» **WHAT THE TASK REQUIRES**
Would you give again, exactly, the lines running from the line with "This would result" to the end of the data below, both included?

» **EXTRACTED MATERIAL**
════════════════
Issue #514, opened 2023-03-01
Support signing multiple artifacts with a single certificate


mayaCostantini:
**Description**

For signing a large number of input files, supporting signing multiple artifacts with a single certificate (and eventually asynchronous signing) in `sigstore-python` could allow saving time and API calls to Fulcio and OIDC providers. Instead of creating a new key pair and requesting a different signing certificate from Fulcio when signing every artifact, those two first steps could be shared for a group of artifacts, and the rest of the steps executed sequentially or asynchronously.

This would result in the following flow when multiple artifacts are passed to sigstore to be signed:

- Generate a single key pair
- Record the current timestamp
════════════════
» **OUTPUT BELOW**
This would result in the following flow when multiple artifacts are passed to sigstore to be signed:

- Generate a single key pair
- Record the current timestamp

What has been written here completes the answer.